他降下车窗,夜风吹进来,撩起缪攸耳边的碎发,遮住了她脸颊上的酡红。“我也不知道人为什么要结婚,为什么要在一起……”蒋斯与的声音伴着夜风飘得很远,“人心太易变了。”
世界上有太多短暂的爱情,但只是爱情,他们仍旧维持着表面上的社会关系,是丈夫与妻子,是父母与子女。爱情只是数种人际关系之一。缪攸想得很明白,人不会因没有爱情而活不下去,但它必须是理想化的。它必须纯粹,也必须忠贞不变,不掺杂任何私欲。可惜凡是涉及占有,肯定会有私欲。恋爱是占有,结婚也是占有,甚至从开始动心的那一刻就已经开始占有。想这个人只属于自己,想他是她的全部,想他永远不会变心。想到最后,用一张结婚证给自己虚假的保证。
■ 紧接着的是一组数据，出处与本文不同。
PR #619, opened 2023-03-23
build: Use Java and JavaFX 20

### LINKED ISSUE #617: build: Update Scene Builder pom.xml & Actions to make use of JavaFX 20 and Java 20
### Expected Behavior
Scene Builder should support JavaFX 20.
OpenJFX 20 is now available, also latest Java 20.
Hence Scene Builder could be moved to the new platform.

### Current Behavior
Packaged Scene Builder is shipped with JDK 19 based runtime and OpenJFX 19.

### Context
Housekeeping & Maintenance, keep Scene Builder on par with latest platform development.

Oliver-Loeffler:
Updated Github Actions Workflows to use JavaFX 20 and Java 20.

### Issue

Fixes #617

### Progress

The workflows did not run yet, so it can happen that for the one or other workflows errors occur. I will run tests locally on Ubuntu and Windows accordingly, Mac test only for x86.

### DIFF
--- a/kit/src/test/resources/com/oracle/javafx/scenebuilder/kit/fxom/HeaderWithNotOnlyImports.fxml
+++ b/kit/src/test/resources/com/oracle/javafx/scenebuilder/kit/fxom/HeaderWithNotOnlyImports.fxml
@@ -1,6 +1,6 @@
 <?xml version="1.0" encoding="UTF-8"?>
 
-<?language javascript?>
+<?language nameOfScriptLanguage?>
 
 <!-- This could be a license header -->
 
--- a/.github/workflows/build.yml
+++ b/.github/workflows/build.yml
@@ -17,7 +17,7 @@ jobs:
         uses: oracle-actions/setup-java@v1
         with:
           website: jdk.java.net
-          release: 19
+          release: 20
 
       - name: Run Tests (Linux)
         if: runner.os == 'Linux'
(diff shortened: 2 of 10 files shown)


kit/src/test/resources/com/oracle/javafx/scenebuilder/kit/fxom/HeaderWithNotOnlyImports.fxml
```diff
@@ -1,6 +1,6 @@
 <?xml version="1.0" encoding="UTF-8"?>
 
-<?language javascript?>
+<?language nameOfScriptLanguage?>
```
AlmasB, line 3: I assume this is a required change related to the recent jfx 20 update

AlmasB (approved):
Apart from the 1 comment, the rest looks fine

kit/src/test/resources/com/oracle/javafx/scenebuilder/kit/fxom/HeaderWithNotOnlyImports.fxml
Oliver-Loeffler: Its related to fact that the "FXML JavaScript Engine" is now disabled by default. Hence the related test will fail with an error. However, for the actual test it is not of interest which language is used. Hence for the test its okay to attempt loading the FXML like so. It would have been possible to enable the engine just for this test but this is indeed not needed.

Reference: https://gluonhq.com/products/javafx/openjfx-20-release-notes/

abhinayagarwal (approved):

缪攸转头望着窗外飞驰的路灯,忍不住还是说:“可你是男性。”蒋斯与听懂了,但蒋斯与说:“我不想要那些。”在钱权性资源外,他想要非常理想化、也非常天真可笑的人的东西。那是什么、如何获得,蒋斯与不知道,只知道摆在面前的他都不想要。矫情而不知好歹,身在福中却不惜福,类似这些蒋斯与都坦然想过,既然身在既得利益中,那干脆依靠比别人多的选择权和系在人生里的安全绳放肆一把。无论是做鸭,还是不结婚,蒋斯与实施了,也并不因此赋予什么独特的意义,因为他仅仅不知道如何对抗恐惧罢了。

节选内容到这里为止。